## WHAT THE EXERCISE ASKS
If a line below contains the string "BuildPropertiesSupport", copy it out.

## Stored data
━━━━━━━━━━━━━━━━━━━━━━━━━━━━━━

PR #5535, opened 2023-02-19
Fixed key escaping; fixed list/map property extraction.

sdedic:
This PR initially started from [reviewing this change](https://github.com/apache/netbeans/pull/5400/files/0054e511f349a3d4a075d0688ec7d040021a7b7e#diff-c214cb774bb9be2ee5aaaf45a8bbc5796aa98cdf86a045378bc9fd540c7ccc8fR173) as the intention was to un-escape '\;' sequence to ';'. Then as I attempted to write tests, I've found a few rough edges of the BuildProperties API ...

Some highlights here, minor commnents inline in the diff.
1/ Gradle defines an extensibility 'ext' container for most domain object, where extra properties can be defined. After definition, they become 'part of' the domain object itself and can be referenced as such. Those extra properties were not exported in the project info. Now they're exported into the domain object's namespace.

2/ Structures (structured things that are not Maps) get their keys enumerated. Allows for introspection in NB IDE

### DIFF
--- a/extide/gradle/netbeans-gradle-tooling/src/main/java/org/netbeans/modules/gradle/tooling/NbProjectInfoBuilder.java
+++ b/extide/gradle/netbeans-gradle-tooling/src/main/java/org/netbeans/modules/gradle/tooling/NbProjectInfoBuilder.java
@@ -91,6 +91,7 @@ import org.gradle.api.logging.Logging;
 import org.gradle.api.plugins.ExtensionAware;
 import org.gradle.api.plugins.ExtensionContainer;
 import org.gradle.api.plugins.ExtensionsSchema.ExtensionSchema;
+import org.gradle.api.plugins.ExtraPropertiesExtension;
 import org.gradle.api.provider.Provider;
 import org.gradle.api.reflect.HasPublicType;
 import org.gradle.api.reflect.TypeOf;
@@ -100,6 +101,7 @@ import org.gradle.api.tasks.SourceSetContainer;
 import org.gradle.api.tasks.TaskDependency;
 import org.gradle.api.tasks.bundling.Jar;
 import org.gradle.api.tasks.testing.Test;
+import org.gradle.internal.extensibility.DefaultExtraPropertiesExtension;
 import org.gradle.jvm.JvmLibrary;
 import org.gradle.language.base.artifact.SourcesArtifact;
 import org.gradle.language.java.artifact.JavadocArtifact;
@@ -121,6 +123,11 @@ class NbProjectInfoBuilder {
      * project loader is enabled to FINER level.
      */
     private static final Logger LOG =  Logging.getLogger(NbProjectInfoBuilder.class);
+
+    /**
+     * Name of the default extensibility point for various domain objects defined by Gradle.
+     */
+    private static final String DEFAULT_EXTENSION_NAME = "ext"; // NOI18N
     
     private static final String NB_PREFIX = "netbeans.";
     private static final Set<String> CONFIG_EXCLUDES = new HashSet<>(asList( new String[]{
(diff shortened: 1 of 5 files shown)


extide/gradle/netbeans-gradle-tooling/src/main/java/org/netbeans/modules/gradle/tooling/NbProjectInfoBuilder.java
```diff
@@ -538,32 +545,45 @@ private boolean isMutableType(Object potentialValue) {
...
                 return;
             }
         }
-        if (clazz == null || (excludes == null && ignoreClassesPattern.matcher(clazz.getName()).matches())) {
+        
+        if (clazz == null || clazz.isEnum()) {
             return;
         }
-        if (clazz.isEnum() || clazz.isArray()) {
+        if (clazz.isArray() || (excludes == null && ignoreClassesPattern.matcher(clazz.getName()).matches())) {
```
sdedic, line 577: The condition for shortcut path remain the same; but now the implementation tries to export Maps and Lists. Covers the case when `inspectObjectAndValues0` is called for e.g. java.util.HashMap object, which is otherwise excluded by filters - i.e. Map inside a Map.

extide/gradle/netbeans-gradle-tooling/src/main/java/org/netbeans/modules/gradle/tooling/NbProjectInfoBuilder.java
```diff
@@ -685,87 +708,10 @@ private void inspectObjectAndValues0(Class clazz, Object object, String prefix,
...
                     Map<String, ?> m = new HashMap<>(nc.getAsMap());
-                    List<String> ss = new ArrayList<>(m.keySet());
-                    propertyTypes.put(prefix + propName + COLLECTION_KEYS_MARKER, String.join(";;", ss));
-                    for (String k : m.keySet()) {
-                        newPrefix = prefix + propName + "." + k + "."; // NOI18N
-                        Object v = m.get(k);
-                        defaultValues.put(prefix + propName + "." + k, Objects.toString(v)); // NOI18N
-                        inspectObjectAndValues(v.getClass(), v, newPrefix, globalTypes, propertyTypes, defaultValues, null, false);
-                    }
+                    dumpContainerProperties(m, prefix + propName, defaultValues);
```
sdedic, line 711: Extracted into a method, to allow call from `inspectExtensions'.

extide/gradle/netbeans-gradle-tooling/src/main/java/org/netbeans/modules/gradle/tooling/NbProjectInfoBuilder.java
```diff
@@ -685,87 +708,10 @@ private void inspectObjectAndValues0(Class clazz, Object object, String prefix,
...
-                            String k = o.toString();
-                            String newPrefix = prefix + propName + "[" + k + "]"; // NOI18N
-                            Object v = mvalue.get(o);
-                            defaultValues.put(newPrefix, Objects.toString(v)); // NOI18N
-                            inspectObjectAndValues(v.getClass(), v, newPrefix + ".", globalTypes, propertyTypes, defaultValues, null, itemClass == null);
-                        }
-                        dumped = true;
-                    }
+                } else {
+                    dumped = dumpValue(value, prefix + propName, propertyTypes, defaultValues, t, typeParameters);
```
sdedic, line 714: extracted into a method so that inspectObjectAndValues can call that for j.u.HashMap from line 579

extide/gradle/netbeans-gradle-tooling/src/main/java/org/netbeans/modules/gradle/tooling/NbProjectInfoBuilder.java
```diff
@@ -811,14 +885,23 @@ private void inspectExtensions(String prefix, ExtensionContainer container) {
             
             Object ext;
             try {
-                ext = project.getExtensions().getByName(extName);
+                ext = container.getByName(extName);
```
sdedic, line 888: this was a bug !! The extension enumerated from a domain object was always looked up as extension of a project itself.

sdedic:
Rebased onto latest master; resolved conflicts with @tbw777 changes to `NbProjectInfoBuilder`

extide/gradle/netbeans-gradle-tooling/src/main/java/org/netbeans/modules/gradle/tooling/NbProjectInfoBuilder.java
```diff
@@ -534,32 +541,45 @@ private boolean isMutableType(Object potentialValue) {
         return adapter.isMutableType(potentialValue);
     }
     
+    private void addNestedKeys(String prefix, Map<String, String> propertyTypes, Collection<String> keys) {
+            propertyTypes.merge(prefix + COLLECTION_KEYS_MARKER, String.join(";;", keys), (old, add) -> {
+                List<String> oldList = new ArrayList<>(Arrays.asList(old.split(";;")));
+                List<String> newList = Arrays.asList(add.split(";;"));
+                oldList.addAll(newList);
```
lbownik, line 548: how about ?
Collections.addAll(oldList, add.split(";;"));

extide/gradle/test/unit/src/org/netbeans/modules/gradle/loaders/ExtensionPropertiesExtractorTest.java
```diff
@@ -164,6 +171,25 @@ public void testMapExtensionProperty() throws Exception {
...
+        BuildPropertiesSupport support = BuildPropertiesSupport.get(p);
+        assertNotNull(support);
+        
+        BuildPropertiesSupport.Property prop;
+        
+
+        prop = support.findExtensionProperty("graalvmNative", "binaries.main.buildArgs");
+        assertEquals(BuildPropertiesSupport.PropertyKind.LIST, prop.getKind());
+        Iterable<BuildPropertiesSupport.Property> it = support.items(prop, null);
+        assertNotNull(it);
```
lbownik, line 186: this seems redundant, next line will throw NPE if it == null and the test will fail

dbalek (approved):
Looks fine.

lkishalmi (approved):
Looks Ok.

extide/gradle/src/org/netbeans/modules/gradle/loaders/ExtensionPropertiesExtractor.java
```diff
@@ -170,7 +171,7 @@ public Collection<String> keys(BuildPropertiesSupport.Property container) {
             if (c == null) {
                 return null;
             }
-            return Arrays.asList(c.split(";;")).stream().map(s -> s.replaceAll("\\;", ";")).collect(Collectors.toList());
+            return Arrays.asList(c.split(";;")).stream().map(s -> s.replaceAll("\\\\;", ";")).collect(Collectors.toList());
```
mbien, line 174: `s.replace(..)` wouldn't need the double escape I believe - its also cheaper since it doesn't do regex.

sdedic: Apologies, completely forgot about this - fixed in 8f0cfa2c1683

━━━━━━━━━━━━━━━━━━━━━━━━━━━━━━

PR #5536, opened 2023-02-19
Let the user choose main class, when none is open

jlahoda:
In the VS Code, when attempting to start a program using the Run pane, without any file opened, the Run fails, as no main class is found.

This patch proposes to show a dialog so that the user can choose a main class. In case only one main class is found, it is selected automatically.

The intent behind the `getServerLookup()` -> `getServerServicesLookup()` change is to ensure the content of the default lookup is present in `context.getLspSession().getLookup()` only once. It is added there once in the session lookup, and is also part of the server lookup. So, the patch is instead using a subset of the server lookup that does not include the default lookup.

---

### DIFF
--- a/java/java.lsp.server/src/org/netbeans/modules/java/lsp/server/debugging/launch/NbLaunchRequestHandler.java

━━━━━━━━━━━━━━━━━━━━━━━━━━━━━━

## OUTPUT BELOW
+        BuildPropertiesSupport support = BuildPropertiesSupport.get(p);
+        BuildPropertiesSupport.Property prop;
+        assertEquals(BuildPropertiesSupport.PropertyKind.LIST, prop.getKind());
+        Iterable<BuildPropertiesSupport.Property> it = support.items(prop, null);
@@ -170,7 +171,7 @@ public Collection<String> keys(BuildPropertiesSupport.Property container) {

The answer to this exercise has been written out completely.